▶ [Activity]:
Tally up the lines below containing the string "incr", then write the number alone.

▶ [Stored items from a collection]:
=== Section Start ===
PR #789, opened 2023-04-05
Fixes repeat specific validation logic issues

ericpias:
1. Validation rules and hide rules on a repeating element must be specifically evaluated against sibling repeat elements if they are in the rule.
2. Validation/hide rules on a non-repeating element that involve repeating fields must evaluate against any/all of the repeating field's values.

2 above was not working properly prior to this fix.  I think 1 was working.

### DIFF
--- a/src/utils/hideAndRepeats.ts
+++ b/src/utils/hideAndRepeats.ts
@@ -221,6 +221,9 @@ function getVisibleElements(
   elementTypes: string[] = [],
   repeat = false
 ) {
+  const repeatGrid = step.subgrids.filter((grid: any) => grid.repeated)[0];
+  const repeatKey = repeatGrid ? getPositionKey(repeatGrid) : '';
+
   return elementTypes.flatMap((type) =>
     step[type].flatMap((el: any) => {
       const elKey = getPositionKey(el);
@@ -230,7 +233,9 @@ function getVisibleElements(
         if (flag && (repeat || !elements.length)) {
           elements.push({
             element: el,
-            repeat: index,
+            repeat: getPositionKey(el).startsWith(repeatKey)
+              ? index
+              : undefined,
             last: index === flags.length - 1
           });
         }
--- a/src/utils/validation.ts
+++ b/src/utils/validation.ts
@@ -104,7 +104,7 @@ function validateElement(
     };
     validations?: ResolvedCustomValidation[];
   },
-  repeat: number
+  repeat: any
 ): string {
   // First priority is standard validations for servar fields
   const { servar, validations } = element;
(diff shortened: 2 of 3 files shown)


src/Form/grid/Element/index.tsx
```diff
@@ -158,7 +158,8 @@ const Element = ({ node: el, form, flags }: any) => {
         if (isFieldActuallyRequired(element, activeStep)) {
           const servar = element.servar;
           let fieldVal: any = fieldValues[servar.key];
-          if (servar.repeated) fieldVal = fieldVal[repeat];
+          if (servar.repeated && repeat !== undefined)
```
bo-dun-1, line 161: doesn't servar.repeated = True imply repeated isn't undefined?

ericpias: I think so, but wanted to be explicit on the check.

src/utils/hideAndRepeats.ts
```diff
@@ -221,6 +226,8 @@ function getVisibleElements(
   elementTypes: string[] = [],
   repeat = false
 ) {
+  const [repeatKey] = getRepeatParentInfo(step);
```
bo-dun-1, line 229: this function is running a lot of unnecessary functionality here to get numRepeats, which isn't used here. I think this would be better as it was before, and you can get repeatKey manually here.

bo-dun-1, line 229: this function is running a lot of unnecessary functionality here to get numRepeats, which isn't used here. I think this would be better as it was before, and you can get repeatKey manually here.

src/utils/validation.ts
```diff
@@ -104,13 +104,13 @@ function validateElement(
...
   },
-  repeat: number
+  repeat: number | undefined
 ): string {
   // First priority is standard validations for servar fields
   const { servar, validations } = element;
   if (servar) {
     let fieldVal: any = fieldValues[servar.key];
-    if (servar.repeated) fieldVal = fieldVal[repeat];
+    if (servar.repeated && repeat !== undefined) fieldVal = fieldVal[repeat];
```
bo-dun-1, line 113: do we need both checks? in what case is servar.repeated true but repeat is undefined

src/Form/grid/Element/index.tsx
ericpias: Ok, not generally the way I like to code, but made the change.

src/utils/validation.ts
ericpias: Ok, not generally the way I like to code, but made the change.

src/utils/validation.ts
```diff
@@ -104,7 +104,7 @@ function validateElement(
     };
     validations?: ResolvedCustomValidation[];
   },
-  repeat: number
+  repeat: any
```
bo-dun-1, line 107: number | undefined seemed good to me

bo-dun-1 (approved):

src/utils/validation.ts
ericpias: Typescript complains.  If I go with that, then I need to add the undefined guard back in.

PR #791, opened 2023-04-05
make loader a general form prop

obmelvin:


src/Form/index.tsx
```diff
@@ -257,21 +261,14 @@ function Form({
...
-        {(data as any).loader}
-      </div>
-    ) : (
-      (data as any).loader
-    );
-  }, [loaders]);
+  // When the active step changes, recalculate the dimensions of the new step
+  const stepCSS = useMemo(() => calculateStepCSS(activeStep), [activeStep]);
+
+  const { clearLoaders, loader, loaders, setLoaders } = useLoader({
```
bo-dun-1, line 267: why does loaders still need to be returned here? isn't it not used now?

src/hooks/useLoader.tsx
```diff
@@ -0,0 +1,88 @@
...
+    return (data as any).type === 'default' ? (
+      <div style={{ height: '20vh', width: '20vh' }}>
+        {(data as any).loader}
+      </div>
+    ) : (
+      (data as any).loader
+    );
+  }, [loaders]);
+
+  const loaderContainer = isShowExplicitlyFalse ? null : (
```
bo-dun-1, line 63: const showLoader = !isShowExplicitlyFalse && (_isAuthLoading || stepLoader);
const loaderContainer = <LoaderContainer showLoader={showLoader}...

src/Form/index.tsx
obmelvin: I had removed it completely and then ran into a crash because it's used here - https://github.com/feathery-org/feathery-react/blob/master/src/Form/grid/Element/index.tsx#L184

src/Form/index.tsx
```diff
@@ -1449,58 +1443,59 @@ function Form({
...
-        )}
-        {formSettings.showBrand && (
-          <Watermark
-            addChin={addChin}
-            brandPosition={formSettings.brandPosition}
-          />
-        )}
-      </BootstrapForm>
-    </ReactPortal>
+    <div style={{ position: 'relative', height: '100%', width: '100%' }}>
```
obmelvin, line 1452: will explore whether this div can be conditionally rendered only if the stepLoader is present

but obv don't want to cause remounts of the entire form - so wasn't sure we could do it. but theoretically with a key we can

bo-dun-1 (approved):

PR #799, opened 2023-04-16
Button group fix for responsive width

ericpias:


src/elements/fields/index.tsx
```diff
@@ -180,6 +180,7 @@ function applyFieldStyles(field: any, styles: any) {
         ['button_width', 'button_width_unit', 'content_responsive'],
         (a: any, b: any, c: boolean) => ({
           [c ? 'minWidth' : 'width']: `${a}${b}`,
+          maxWidth: c ? 'max-content' : '',
```
bo-dun-1, line 183: could we just revert to the previous css here? you may just be able to remove the flex property

ericpias: Ok, I had it in my head that the flex was legacy css.  However, I mast have added it with my last change.  I reverted it and the maxWidth and it seems to work fine with responsive in my testing.

bo-dun-1 (approved):

PR #816, opened 2023-05-02
Drafts phase 3 - draft preview

ericpias:


src/Form/components/DevNavBar.tsx
```diff
@@ -141,7 +147,22 @@ export default function DevNavBar({ allSteps, curStep, history }: any) {
...
         >
-          Preview
+          <span
+            css={{
+              color: '#007bff',
+              paddingRight: '8px',
+              borderRight: '2px solid #cfd4dd'
+            }}
+          >
+            {draft ? 'Draft Preview' : 'Publish Preview'}
```
bo-dun-1, line 157: Maybe `Test Form` instead of `Publish Preview`?

src/Form/index.tsx
```diff
@@ -845,7 +847,7 @@ function Form({
       return { key, [(val as any).type]: newVal };
     });
     const stepPromise =
-      featheryFields.length > 0
+      featheryFields.length > 0 && !_draft
```
bo-dun-1, line 850: maybe it would be cleaner to initialize the client with the draft boolean and check the flag on the write calls within the client functions

src/utils/client.ts
```diff
@@ -462,8 +468,11 @@ export default class Client {
       method: 'POST',
       body: JSON.stringify(data)
     };
-    if (promise) return promise.then(() => this._fetch(url, options));
-    else return this._fetch(url, options);
+    // no events for draft
+    const doRegister = () =>
```
bo-dun-1, line 472: promise = promise || Promise.resolve();
return promise.then(() => this.draft && this._fetch(...

src/utils/formHelperFunctions.ts
```diff
@@ -194,10 +194,18 @@ export const getStepDepthMap = (steps: any, hasProgressBar = false) => {
 
     const incr = missingBar ? 0 : 1;
     step.next_conditions.forEach((condition: any) => {
-      stepQueue.push([steps[condition.next_step_key], depth + incr]);
+      const step = condition.next_step_key
```
bo-dun-1, line 197: why is this check necessary?

src/Form/index.tsx
```diff
@@ -878,71 +880,74 @@ function Form({
...
-      servar: pm ? pm.servar : null,
-      client,
-      updateFieldValues,
-      integrationData: integrations?.stripe,
-      targetElement: pm ? getCardElement(pm.servar.key) : null
-    });
-    if (errors) {
-      const { errorMessage, errorField } = errors;
-      await setFormElementError({
+    if (!_draft) {
```
bo-dun-1, line 904: why does this draft check need to be here? even if we can't trigger integrations, can't we fetch the integrations for the draft form?

ericpias: I don't understand the question.  I think we are in agreement that we don't want to trigger integrations.  For Stripe this means making the card setup and the collect payment inert.  That is what I am doing with this check.  What do you mean by "fetch the integrations"?

bo-dun-1 (approved):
=== Section End ===
▶ [Result of the task]:
2